Exercise goal | A copy is needed of each line in the records that has the word "will".

Data |
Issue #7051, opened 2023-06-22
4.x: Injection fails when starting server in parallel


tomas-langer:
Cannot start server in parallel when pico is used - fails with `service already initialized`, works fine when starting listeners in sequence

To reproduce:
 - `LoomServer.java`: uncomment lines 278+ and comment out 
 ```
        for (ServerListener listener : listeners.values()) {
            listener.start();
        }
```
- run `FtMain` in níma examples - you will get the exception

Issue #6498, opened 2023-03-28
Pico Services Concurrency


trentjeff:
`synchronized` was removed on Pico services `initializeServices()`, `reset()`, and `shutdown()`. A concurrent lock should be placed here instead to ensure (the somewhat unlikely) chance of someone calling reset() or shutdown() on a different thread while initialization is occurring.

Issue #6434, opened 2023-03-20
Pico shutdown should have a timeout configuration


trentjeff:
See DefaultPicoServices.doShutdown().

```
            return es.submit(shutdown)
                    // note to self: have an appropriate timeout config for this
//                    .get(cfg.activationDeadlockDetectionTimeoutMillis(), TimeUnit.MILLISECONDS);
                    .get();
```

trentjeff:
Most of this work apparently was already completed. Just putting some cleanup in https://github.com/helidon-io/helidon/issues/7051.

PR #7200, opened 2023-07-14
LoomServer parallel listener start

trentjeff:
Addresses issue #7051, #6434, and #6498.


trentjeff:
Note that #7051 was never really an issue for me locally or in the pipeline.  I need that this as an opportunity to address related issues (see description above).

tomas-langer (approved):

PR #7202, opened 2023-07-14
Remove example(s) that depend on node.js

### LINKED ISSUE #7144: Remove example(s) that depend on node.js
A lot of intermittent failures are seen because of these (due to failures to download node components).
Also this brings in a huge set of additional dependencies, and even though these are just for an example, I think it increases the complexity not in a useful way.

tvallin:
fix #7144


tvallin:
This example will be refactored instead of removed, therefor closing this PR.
* * *
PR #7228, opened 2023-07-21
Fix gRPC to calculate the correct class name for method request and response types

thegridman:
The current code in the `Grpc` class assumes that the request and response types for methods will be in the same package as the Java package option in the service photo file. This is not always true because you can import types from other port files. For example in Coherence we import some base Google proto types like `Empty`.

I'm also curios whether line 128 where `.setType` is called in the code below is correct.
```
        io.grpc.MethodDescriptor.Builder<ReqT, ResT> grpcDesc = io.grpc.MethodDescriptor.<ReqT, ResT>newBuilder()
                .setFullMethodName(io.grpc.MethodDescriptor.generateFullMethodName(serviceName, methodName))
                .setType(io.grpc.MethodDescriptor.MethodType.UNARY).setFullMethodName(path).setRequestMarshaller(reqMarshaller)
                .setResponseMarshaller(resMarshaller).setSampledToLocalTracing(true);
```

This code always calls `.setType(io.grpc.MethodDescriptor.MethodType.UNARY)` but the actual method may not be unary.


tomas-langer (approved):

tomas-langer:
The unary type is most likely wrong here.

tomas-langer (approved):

Output of the task |
- run `FtMain` in níma examples - you will get the exception
This example will be refactored instead of removed, therefor closing this PR.
The current code in the `Grpc` class assumes that the request and response types for methods will be in the same package as the Java package option in the service photo file. This is not always true because you can import types from other port files. For example in Coherence we import some base Google proto types like `Empty`.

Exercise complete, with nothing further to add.